Now one series you can pick up midway through without being completely lost are the Daisy Dalrymple books by Carola Dunn. Book 16, The Bloody Tower, sees new mum Daisy picking up the threads of her journalistic career by writing an article about the Tower of London. It sees her spending a night there so that she can witness the ceremony of the keys – and then stumbling across a dead body the next morning. I think this was the first novel I read with the tower in it – and it’s got a lot about the day to day of the Tower in the 1920s in it as well as the murder mystery.

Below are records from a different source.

PR #71, opened 2025-04-20
support for dynamic lsp switching (projects with multiple languages)

shyraptor:
Works really well for me. 
Feel free to modify it to your liking or return it back to me for fixing.

### DIFF
--- a/myproject.template.yml
+++ b/myproject.template.yml
@@ -12,7 +12,7 @@ project_root: /path/to/project
 #
 # Special requirements:
 #  * csharp: Requires the presence of a .sln file in the project folder.
-language: python
+default_language: python
 
 # Whether to enable dynamic language server switching within this project.
 # If true, when a tool operates on a file with a supported language extension (e.g., .py, .ts, .java)
--- a/myproject.template.yml
+++ b/myproject.template.yml
@@ -2,10 +2,26 @@
 # This is optional if this file is placed in the project directory under `.serena/project.yml`.
 project_root: /path/to/project
 
-# language of the project (csharp, python, rust, java, typescript, javascript, go, or ruby)
+# Default language of the project (csharp, python, rust, java, typescript, javascript, go, or ruby).
+# This is used to start the initial language server when the project is activated.
+#
+# If a tool operation targets a file with a different supported language (based on its extension),
+# Serena will attempt to restart the language server for that specific language.
+# If the file's language is not supported or cannot be determined, this default language server will
+# be used (if running).
+#
 # Special requirements:
 #  * csharp: Requires the presence of a .sln file in the project folder.
 language: python
+
+# Whether to enable dynamic language server switching within this project.
+# If true, when a tool operates on a file with a supported language extension (e.g., .py, .ts, .java)
+# that differs from the currently running LSP language, Serena will attempt to restart the LSP server
+# specifically for that file's language. The `default_language` server is used otherwise.
+# If false, Serena will only use the LSP server configured for the `default_language`,
+# and tools might fail or provide limited results for files of other languages.
+# Added on 2025-04-20
+enable_dynamic_lsp_switching: true
 
 # whether to use the project's gitignore file to ignore files
 # Added on 2025-04-07
--- a/src/serena/agent.py
+++ b/src/serena/agent.py
@@ -41,6 +41,11 @@ LOG_FORMAT = "%(levelname)-5s %(asctime)-15s %(name)s:%(funcName)s:%(lineno)d - 
 TTool = TypeVar("TTool", bound="Tool")
 SUCCESS_RESULT = "OK"
 
+def get_language_from_file_path(file_path: str | Path, mapping: dict[str, Language]) -> Language | None:
+    """Determines the Language enum based on the file extension using the provided mapping.
+    """
+    _, ext = os.path.splitext(str(file_path).lower())
+    return mapping.get(ext, None)
 
 def show_fatal_exception_safe(e: Exception) -> None:
     """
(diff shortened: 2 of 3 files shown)


shyraptor:
I'd like to add support for files like *.py.new since tools have a tendency to create such files but multispy would have to be updated as well and I won't have a chance to get around to it in the upcoming week.

src/serena/agent.py
```diff
@@ -155,6 +170,24 @@ def __init__(self) -> None:
         self.gui_log_window_enabled = config_yaml.get("gui_log_window", False)
         self.gui_log_window_level = config_yaml.get("gui_log_level", logging.INFO)
         self.enable_project_activation = config_yaml.get("enable_project_activation", True)
+        
+        # --- Load dynamic language mapping ---
+        raw_mapping = config_yaml.get("dynamic_language_mapping", {})
```
MischaPanch, line 175: There already is a mapping in multilspy, we should use that one

src/serena/agent.py
```diff
@@ -41,6 +41,11 @@
 TTool = TypeVar("TTool", bound="Tool")
 SUCCESS_RESULT = "OK"
 
+def get_language_from_file_path(file_path: str | Path, mapping: dict[str, Language]) -> Language | None:
```
MischaPanch, line 44: Pls instead add a classmethod `from_file_path` to `Language`

src/serena/agent.py
```diff
@@ -331,7 +366,71 @@ def reset_language_server(self) -> None:
         )
         self.language_server.start()
         if not self.language_server.is_running():
+            self._current_lsp_language = None
             raise RuntimeError(f"Failed to start the language server for {self.project_config}")
+        else:
+            self._current_lsp_language = self.project_config.language
+
+    def restart_lsp_with_language(self, target_language: Language) -> bool:
```
MischaPanch, line 374: Maybe instead of restarting we should start another one and keep all of them? If a project uses multiple languages, one should be able to switch quickly

src/serena/agent.py
```diff
@@ -884,6 +1068,10 @@ def apply(
         :param body: the new symbol body. Important: Provide the correct level of indentation
             (as the original body). Note that the first line must not be indented (i.e. no leading spaces).
         """
+        if not self.ensure_language_server_for_file(relative_path):
```
MischaPanch, line 1071: see above, instead we could `activate_language_server_for_file` and keep multiple servers alive

src/serena/agent.py
```diff
@@ -73,13 +78,23 @@ class ProjectConfig(ToStringMixin):
...
+             raise SerenaConfigError(f"Missing required configuration key 'default_language' in project '{project_name}'.")
+
+        self.language: Language = Language(config_dict[lang_key])
         if project_root is None:
             project_root = Path(config_dict["project_root"])
         self.project_root: str = str(project_root.resolve())
         self.ignored_paths: list[str] = config_dict.get("ignored_paths", [])
         self.excluded_tools: set[str] = set(config_dict.get("excluded_tools", []))
         self.read_only: bool = config_dict.get("read_only", False)
+        self.enable_dynamic_lsp_switching: bool = config_dict.get("enable_dynamic_lsp_switching", True)
```
MischaPanch, line 97: With multiple LS running, I think this config is not necessary

myproject.template.yml
```diff
@@ -2,10 +2,26 @@
...
+#
+# If a tool operation targets a file with a different supported language (based on its extension),
+# Serena will attempt to restart the language server for that specific language.
+# If the file's language is not supported or cannot be determined, this default language server will
+# be used (if running).
+#
 # Special requirements:
 #  * csharp: Requires the presence of a .sln file in the project folder.
-language: python
+default_language: python
```
MischaPanch, line 15: How about instead we support an entry `languages` that can also be empty. If multiple are provided, then multiple LS instances are spun up.

MischaPanch (changes requested):
Thank you for the PR @shyraptor ! 

@opcode81 will need to discuss it. I left some comments now, overall I think for supporting this it's better to move towards full support of multi-language projects.

If I didn't get it wrong, your current approach is incomplete. There are tools that use the language server but don't pass any file paths, like find_symbol and overview tools. They can't decide which LS to use.

One solution would be to allow them to select one of the configured languages, though that makes the interface harder to use for the LM. Maybe there is a way to fully support multiple languages without making the interface harder for a single-language project. @opcode81 and I will talk about this and get back to you. Or maybe you already have ideas for how to resolve it - like a multi-LS variant of SerenaAgent? Would be great to achieve it without duplicating code

shyraptor:
> If I didn't get it wrong, your current approach is incomplete. There are tools that use the language server but don't pass any file paths, like find_symbol and overview tools. They can't decide which LS to use.

This is a good point and very much true! Haven't thought this through.
Although, with my specific case (language set to typescript, trying to use find_symbol on python file), find_symbol was always successful with my solution and never successful without it. Now that I think about it, it must have been because of referring to a specific path in the prompt ("Using tool find_symbol, find the definition of the function named register_user in the file marketplace-listing-assistant\backend\app\api\auth.py"). 
For whichever reason this might have worked for me, your argument is still valid.

> Or maybe you already have ideas for how to resolve it - like a multi-LS variant of SerenaAgent?

Sadly, I won't have much time in the upcoming days/weeks to look into it. But I selfishly hope you will work on this idea further since projects (like web apps) are often multi-lingual.

src/serena/agent.py
shyraptor: Very good point, although restarting the server completely instead of "caching" it has been pretty swift for me. Just an insight.

MischaPanch:
> Sadly, I won't have much time in the upcoming days/weeks to look into it. But I selfishly hope you will work on this idea further since projects (like web apps) are often multi-lingual.

Multi language support is very much on our radar, but the highest priority now is to evaluate on SWE bench and inprove quality by comparing tools and prompts with codex and Claude Code, so we will likely not start the multi-language topic before finishing those. But your PR goes in a good direction and is a valuable first step :)

Foxfire1st:
Too bad this is still in an open state. My projects use more than 1 language. So would have been good if you could make multiple entries and use the right language at the right time. For me this would be php and typescript.

MischaPanch:
It's coming soon, we need to finish the work on improving editing tools and do at least a small evaluation on a part of SWE Bench first, as these are higher priority issues. 

Many of our projects are also multi-language, so we need ourselves. If you wanna try solving it yourself meanwhile, feel free to give it a go

Foxfire1st:
@MischaPanch alright that sounds very good. Especially since I think that I could combine Serena + VScode + Copilot + Pieces into a pretty strong unit. Github copilot does already use a lot of native vs code features. But sadly does poorly with terminal and debugger outputs. It can only read from it's own terminals. I hope Serena can close that loop for me. I haven't yet really tested into it but read the documentation and then looked for multi language support.

MischaPanch:
Multiple projects are natively supported, I started on native multi-language support here #168 . Closing this as superseded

And then that brings me up to the book that got me thinking about writing this post – Murder at the Tower by N R Daws. Mrs Bramble is a palace housekeeper at Hampton Court, but when her friend Reverend Weaver is accused of a murder at the Tower of London after a congregant drops dead during a service, she heads there to help clear his name. At the Tower she finds secrets and feuds and a long list of suspects. And a long list of suspects is the thing that I think caused me the most issues with this – the huge cast of characters meant it was hard to follow who was who. I also didn’t love the writing style which just added up to a bit of a disappointing read for me overall. This came out earlier this month and I requested this from NetGalley because I really like a historical mystery – and I wanted to see whether being in conjunction with Historic Royal Palaces made for any different details than other mysteries that I have read that are set in and around the Tower of London. I didn’t realise this was the second book featuring the same characters or I might have thought twice because I do like to read in order.
And that’s your lot today – Happy Humpday!